What the task requires.
The entire set of lines below should be copied exactly.

(Data records)
• • • • • • •
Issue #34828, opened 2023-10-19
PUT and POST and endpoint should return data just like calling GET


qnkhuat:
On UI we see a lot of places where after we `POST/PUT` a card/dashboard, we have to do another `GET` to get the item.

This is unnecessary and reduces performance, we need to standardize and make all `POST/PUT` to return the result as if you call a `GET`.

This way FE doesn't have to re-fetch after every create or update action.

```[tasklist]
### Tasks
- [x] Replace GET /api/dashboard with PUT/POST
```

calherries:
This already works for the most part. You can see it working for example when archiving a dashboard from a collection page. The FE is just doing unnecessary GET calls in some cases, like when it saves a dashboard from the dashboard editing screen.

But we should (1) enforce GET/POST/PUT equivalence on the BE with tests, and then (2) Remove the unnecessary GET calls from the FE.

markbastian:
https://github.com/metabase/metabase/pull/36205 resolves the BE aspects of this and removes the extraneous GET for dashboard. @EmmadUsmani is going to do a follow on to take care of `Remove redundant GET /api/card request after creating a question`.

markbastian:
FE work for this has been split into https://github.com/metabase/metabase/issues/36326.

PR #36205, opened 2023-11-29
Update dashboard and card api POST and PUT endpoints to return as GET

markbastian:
• • • • • • •
Answer below.
Issue #34828, opened 2023-10-19
PUT and POST and endpoint should return data just like calling GET


qnkhuat:
On UI we see a lot of places where after we `POST/PUT` a card/dashboard, we have to do another `GET` to get the item.

This is unnecessary and reduces performance, we need to standardize and make all `POST/PUT` to return the result as if you call a `GET`.

This way FE doesn't have to re-fetch after every create or update action.

```[tasklist]
### Tasks
- [x] Replace GET /api/dashboard with PUT/POST
```

calherries:
This already works for the most part. You can see it working for example when archiving a dashboard from a collection page. The FE is just doing unnecessary GET calls in some cases, like when it saves a dashboard from the dashboard editing screen.

But we should (1) enforce GET/POST/PUT equivalence on the BE with tests, and then (2) Remove the unnecessary GET calls from the FE.

markbastian:
https://github.com/metabase/metabase/pull/36205 resolves the BE aspects of this and removes the extraneous GET for dashboard. @EmmadUsmani is going to do a follow on to take care of `Remove redundant GET /api/card request after creating a question`.

markbastian:
FE work for this has been split into https://github.com/metabase/metabase/issues/36326.

PR #36205, opened 2023-11-29
Update dashboard and card api POST and PUT endpoints to return as GET

markbastian:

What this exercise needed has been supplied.